WHAT YOU NEED TO DO — Using the listing below, copy exactly the lines from the one containing "PR #8698, opened 2025-02-28" to the one containing "However, it should", both lines included, and no others.

MATERIAL FOR THIS EXERCISE —
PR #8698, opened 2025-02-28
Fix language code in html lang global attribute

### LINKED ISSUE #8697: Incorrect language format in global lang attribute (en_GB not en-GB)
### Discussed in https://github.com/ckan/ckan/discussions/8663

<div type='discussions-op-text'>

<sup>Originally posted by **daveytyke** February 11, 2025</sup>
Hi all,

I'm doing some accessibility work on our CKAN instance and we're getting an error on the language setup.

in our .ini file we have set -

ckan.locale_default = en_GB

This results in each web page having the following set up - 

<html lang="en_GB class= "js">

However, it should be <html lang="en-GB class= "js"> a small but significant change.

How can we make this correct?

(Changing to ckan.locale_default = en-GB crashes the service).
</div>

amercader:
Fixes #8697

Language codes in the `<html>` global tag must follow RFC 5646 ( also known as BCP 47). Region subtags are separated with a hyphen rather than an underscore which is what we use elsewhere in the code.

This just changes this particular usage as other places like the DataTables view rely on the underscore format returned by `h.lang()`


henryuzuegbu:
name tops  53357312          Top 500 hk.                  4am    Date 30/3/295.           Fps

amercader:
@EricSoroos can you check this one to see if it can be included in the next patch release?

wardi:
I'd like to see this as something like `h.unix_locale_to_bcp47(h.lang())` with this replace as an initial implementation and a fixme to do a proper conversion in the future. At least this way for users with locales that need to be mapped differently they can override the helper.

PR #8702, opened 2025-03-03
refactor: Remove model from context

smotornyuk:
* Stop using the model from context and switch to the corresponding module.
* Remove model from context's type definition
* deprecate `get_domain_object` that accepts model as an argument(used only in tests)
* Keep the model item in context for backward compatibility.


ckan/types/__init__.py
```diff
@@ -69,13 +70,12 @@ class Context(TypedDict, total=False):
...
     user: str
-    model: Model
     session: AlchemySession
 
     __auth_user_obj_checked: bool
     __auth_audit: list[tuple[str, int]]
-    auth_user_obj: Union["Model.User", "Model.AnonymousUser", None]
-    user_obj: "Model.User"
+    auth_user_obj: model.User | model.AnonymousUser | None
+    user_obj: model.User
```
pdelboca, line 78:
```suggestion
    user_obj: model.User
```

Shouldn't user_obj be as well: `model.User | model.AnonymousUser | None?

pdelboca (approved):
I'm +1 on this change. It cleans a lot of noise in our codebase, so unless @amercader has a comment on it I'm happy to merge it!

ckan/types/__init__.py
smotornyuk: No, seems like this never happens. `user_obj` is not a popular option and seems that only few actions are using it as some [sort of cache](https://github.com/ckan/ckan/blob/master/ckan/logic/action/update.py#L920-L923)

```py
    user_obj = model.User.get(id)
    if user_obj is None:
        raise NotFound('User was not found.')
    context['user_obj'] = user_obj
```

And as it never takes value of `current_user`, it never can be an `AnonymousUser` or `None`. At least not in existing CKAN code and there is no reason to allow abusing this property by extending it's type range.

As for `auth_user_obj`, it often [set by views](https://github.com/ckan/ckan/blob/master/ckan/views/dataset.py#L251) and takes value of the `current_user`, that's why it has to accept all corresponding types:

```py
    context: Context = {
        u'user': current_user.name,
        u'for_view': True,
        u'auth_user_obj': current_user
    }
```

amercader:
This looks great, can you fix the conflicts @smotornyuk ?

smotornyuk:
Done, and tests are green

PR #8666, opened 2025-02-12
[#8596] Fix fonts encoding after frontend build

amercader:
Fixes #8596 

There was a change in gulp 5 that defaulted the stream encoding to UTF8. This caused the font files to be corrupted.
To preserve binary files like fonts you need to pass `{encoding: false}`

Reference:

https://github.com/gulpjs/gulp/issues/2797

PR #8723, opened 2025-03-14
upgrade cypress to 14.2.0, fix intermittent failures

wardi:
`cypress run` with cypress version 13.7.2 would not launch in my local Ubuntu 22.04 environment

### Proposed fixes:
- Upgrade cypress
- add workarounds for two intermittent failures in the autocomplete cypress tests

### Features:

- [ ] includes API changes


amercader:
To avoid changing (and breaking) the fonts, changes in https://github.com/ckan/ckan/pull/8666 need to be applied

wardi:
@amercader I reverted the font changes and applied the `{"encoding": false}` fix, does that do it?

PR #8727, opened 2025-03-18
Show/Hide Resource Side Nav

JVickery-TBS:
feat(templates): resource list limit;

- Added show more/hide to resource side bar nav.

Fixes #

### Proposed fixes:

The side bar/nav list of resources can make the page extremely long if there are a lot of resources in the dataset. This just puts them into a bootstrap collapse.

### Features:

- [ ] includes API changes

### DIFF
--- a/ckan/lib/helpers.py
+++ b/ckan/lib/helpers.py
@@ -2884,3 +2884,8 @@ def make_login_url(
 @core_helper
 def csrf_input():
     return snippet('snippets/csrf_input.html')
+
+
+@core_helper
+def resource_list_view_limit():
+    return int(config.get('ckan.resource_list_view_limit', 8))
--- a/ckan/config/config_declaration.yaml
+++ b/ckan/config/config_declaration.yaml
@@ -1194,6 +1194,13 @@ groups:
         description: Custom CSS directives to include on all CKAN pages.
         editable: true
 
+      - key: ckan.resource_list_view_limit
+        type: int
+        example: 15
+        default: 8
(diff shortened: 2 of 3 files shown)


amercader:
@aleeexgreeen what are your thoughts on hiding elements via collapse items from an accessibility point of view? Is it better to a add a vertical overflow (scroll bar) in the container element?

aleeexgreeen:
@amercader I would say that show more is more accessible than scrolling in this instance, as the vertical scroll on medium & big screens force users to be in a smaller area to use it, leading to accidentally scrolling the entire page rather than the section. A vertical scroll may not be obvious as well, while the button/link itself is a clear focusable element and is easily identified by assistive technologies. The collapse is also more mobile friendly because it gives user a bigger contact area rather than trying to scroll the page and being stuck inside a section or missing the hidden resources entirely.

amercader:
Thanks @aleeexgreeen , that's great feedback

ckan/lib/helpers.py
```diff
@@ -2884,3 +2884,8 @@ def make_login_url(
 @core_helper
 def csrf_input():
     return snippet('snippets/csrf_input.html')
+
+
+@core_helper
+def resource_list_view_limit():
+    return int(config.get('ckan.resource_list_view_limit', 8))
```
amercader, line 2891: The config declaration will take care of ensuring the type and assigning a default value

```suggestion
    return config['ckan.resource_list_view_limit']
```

--

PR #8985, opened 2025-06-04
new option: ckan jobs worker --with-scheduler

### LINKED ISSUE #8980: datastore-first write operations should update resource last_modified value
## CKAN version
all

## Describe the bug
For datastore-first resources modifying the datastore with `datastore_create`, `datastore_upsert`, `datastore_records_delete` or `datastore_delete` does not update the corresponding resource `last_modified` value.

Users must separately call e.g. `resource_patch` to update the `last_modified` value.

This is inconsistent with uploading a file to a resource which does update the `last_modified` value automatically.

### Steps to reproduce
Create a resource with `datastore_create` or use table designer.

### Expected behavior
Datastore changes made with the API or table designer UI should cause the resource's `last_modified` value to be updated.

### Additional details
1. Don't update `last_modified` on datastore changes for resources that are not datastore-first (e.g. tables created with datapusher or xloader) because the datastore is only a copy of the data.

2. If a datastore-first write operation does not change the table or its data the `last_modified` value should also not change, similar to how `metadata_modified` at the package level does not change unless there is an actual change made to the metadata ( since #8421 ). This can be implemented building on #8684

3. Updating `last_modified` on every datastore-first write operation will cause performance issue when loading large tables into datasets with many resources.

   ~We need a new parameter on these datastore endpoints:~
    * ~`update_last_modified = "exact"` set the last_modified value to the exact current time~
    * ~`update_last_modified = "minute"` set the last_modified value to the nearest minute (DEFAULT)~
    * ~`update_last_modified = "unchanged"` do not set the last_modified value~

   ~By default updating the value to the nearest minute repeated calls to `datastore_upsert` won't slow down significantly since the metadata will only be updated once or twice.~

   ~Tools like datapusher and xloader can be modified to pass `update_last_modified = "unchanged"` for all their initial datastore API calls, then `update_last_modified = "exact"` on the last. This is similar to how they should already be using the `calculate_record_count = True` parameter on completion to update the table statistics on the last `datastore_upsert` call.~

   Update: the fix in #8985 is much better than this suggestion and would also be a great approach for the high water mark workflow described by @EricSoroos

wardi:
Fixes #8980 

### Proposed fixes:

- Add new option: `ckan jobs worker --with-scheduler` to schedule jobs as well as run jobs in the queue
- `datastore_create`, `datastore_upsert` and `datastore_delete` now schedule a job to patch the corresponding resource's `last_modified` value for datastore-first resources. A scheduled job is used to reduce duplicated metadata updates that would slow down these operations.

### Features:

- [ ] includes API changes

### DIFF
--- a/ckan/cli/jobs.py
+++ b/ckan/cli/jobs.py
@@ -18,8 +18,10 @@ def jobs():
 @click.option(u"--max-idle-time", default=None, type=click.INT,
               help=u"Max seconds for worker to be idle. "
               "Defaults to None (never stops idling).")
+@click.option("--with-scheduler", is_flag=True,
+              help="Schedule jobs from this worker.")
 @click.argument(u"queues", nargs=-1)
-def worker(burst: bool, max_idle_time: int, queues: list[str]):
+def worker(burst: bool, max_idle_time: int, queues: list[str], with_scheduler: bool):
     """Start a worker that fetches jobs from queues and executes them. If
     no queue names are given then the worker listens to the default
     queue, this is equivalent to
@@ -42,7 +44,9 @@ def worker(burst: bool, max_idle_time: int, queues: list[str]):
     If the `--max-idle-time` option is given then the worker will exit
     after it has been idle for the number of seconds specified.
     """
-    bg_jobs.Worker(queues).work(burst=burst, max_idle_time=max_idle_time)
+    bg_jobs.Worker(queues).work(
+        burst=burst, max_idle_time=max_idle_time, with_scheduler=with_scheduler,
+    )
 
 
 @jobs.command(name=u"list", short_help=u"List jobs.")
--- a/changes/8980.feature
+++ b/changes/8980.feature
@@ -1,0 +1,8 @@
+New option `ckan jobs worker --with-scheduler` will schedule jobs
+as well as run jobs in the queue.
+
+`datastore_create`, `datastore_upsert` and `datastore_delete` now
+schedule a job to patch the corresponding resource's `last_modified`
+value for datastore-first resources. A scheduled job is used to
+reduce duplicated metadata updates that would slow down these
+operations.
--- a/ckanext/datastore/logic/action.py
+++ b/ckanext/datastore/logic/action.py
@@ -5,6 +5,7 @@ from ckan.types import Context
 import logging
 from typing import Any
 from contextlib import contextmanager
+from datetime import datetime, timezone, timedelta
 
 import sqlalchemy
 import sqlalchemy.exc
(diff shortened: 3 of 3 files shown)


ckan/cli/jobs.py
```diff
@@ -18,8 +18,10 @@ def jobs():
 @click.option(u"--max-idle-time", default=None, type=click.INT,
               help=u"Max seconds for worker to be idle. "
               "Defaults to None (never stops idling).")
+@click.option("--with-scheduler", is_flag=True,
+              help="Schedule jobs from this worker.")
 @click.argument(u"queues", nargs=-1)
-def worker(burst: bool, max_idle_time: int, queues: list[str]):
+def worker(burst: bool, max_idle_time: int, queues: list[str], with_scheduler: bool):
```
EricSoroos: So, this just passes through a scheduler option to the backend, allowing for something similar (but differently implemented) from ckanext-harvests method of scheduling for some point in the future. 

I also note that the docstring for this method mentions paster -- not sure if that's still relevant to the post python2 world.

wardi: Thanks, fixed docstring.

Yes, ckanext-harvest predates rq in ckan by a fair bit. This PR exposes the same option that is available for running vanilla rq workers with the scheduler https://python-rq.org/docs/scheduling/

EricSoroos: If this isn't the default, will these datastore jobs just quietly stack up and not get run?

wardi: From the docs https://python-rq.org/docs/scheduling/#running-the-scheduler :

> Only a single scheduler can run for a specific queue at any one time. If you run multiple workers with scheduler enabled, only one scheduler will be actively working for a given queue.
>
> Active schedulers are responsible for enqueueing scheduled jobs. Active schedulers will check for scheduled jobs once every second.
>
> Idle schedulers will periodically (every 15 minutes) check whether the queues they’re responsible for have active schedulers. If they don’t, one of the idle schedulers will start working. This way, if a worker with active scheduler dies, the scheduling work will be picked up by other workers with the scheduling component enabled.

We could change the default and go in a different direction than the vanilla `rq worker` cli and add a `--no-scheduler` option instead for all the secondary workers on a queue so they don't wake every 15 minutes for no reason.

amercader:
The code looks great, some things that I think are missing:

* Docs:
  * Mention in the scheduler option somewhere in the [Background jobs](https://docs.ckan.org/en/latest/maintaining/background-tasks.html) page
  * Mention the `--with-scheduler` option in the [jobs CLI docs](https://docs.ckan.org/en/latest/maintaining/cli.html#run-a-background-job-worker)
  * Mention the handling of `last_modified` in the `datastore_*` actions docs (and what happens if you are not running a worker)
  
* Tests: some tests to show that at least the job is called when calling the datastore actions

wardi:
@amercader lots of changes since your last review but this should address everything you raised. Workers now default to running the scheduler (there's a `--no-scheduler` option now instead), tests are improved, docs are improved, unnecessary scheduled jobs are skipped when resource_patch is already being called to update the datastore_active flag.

---

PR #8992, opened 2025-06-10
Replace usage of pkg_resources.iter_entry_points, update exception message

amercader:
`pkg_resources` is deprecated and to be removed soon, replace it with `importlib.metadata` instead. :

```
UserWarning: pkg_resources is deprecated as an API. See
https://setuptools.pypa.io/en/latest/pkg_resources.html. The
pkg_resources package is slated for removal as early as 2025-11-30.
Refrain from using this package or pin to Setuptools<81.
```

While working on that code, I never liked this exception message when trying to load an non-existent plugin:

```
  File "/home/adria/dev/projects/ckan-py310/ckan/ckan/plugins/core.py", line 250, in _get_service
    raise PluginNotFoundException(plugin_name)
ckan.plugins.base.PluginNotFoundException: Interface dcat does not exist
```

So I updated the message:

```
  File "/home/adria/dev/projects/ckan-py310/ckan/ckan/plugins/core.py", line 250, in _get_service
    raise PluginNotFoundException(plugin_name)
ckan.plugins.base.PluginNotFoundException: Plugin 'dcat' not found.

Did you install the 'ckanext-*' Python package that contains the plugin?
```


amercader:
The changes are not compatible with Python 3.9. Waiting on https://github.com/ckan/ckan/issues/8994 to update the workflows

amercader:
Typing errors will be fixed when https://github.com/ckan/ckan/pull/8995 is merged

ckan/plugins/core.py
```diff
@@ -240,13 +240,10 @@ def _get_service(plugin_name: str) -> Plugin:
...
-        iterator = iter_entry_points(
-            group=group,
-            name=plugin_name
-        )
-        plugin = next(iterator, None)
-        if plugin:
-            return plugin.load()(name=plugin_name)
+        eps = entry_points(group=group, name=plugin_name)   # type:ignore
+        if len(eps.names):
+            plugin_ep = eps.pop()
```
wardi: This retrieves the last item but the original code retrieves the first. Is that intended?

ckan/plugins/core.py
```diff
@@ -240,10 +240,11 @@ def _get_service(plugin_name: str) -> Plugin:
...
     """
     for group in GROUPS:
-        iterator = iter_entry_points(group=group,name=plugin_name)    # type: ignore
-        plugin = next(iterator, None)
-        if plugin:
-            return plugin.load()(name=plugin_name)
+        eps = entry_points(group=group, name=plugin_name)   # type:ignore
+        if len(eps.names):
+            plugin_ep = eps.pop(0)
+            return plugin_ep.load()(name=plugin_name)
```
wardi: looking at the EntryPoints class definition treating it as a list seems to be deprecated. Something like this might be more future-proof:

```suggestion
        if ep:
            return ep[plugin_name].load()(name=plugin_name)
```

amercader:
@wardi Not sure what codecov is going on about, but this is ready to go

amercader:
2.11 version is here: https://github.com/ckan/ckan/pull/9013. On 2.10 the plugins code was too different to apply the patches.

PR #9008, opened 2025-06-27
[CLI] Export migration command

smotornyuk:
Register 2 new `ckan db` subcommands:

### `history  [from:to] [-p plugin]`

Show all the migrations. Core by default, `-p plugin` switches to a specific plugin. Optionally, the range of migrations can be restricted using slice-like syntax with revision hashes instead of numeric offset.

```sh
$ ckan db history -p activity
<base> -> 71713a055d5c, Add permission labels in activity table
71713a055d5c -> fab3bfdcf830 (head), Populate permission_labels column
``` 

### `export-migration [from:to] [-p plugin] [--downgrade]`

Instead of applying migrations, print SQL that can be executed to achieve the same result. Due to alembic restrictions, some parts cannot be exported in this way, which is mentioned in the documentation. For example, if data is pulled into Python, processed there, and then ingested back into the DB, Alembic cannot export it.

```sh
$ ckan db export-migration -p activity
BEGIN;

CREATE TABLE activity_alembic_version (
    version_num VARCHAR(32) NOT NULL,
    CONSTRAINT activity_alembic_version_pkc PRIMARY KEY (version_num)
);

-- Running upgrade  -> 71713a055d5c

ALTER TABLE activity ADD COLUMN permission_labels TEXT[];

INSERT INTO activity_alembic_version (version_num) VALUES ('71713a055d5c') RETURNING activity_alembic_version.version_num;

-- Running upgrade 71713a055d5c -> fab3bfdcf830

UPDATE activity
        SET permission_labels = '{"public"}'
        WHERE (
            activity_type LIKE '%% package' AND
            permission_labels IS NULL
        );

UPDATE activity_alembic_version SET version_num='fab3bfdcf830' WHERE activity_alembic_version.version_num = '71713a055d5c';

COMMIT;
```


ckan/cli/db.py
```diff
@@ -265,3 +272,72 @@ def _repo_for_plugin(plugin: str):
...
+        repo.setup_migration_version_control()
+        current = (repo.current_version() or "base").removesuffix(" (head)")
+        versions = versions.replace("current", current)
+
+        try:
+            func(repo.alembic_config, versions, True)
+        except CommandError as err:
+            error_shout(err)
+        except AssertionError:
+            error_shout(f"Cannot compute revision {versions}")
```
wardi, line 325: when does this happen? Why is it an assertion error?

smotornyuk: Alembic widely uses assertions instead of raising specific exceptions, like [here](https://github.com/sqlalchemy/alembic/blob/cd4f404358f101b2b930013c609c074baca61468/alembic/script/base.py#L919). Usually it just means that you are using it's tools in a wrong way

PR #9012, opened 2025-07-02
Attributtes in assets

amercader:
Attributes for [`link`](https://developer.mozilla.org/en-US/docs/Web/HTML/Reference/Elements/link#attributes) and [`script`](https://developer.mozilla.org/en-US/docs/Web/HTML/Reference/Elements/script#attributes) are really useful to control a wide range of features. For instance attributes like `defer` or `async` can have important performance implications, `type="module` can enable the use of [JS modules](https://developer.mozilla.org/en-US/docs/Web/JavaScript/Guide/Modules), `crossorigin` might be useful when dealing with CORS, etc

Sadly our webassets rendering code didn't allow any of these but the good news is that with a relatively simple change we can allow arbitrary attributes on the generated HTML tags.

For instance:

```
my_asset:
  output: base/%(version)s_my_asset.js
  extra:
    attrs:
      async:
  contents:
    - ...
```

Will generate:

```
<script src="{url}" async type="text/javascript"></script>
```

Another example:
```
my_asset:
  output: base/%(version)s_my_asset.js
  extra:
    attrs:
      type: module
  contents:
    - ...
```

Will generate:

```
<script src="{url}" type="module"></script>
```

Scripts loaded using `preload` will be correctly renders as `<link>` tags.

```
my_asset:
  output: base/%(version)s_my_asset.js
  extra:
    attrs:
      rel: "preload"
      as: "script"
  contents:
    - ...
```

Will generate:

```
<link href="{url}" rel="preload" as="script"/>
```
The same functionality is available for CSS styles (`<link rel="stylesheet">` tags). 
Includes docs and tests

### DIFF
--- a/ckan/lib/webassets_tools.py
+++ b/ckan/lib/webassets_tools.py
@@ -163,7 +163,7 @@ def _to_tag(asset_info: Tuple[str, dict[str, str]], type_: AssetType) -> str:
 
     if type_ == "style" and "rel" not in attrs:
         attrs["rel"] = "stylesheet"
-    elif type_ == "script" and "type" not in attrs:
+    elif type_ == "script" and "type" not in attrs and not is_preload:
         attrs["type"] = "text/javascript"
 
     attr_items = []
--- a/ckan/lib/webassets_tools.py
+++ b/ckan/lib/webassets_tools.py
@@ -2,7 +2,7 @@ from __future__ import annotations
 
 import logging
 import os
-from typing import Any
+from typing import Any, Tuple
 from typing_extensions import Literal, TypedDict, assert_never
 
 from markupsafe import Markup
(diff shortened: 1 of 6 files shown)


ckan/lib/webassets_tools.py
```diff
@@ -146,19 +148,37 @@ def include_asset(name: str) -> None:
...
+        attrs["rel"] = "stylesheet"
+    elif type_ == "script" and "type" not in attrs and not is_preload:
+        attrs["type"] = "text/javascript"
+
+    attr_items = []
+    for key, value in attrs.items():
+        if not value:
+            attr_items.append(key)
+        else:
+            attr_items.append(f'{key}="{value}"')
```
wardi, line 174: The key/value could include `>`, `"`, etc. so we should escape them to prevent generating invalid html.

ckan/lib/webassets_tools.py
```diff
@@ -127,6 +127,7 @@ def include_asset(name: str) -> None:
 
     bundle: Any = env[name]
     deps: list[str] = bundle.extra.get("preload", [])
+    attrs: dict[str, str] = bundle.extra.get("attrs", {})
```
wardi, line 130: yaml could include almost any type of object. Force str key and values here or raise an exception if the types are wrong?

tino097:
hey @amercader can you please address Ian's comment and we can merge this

TASK OUTPUT —
PR #8698, opened 2025-02-28
Fix language code in html lang global attribute

### LINKED ISSUE #8697: Incorrect language format in global lang attribute (en_GB not en-GB)
### Discussed in https://github.com/ckan/ckan/discussions/8663

<div type='discussions-op-text'>

<sup>Originally posted by **daveytyke** February 11, 2025</sup>
Hi all,

I'm doing some accessibility work on our CKAN instance and we're getting an error on the language setup.

in our .ini file we have set -

ckan.locale_default = en_GB

This results in each web page having the following set up - 

<html lang="en_GB class= "js">

However, it should be <html lang="en-GB class= "js"> a small but significant change.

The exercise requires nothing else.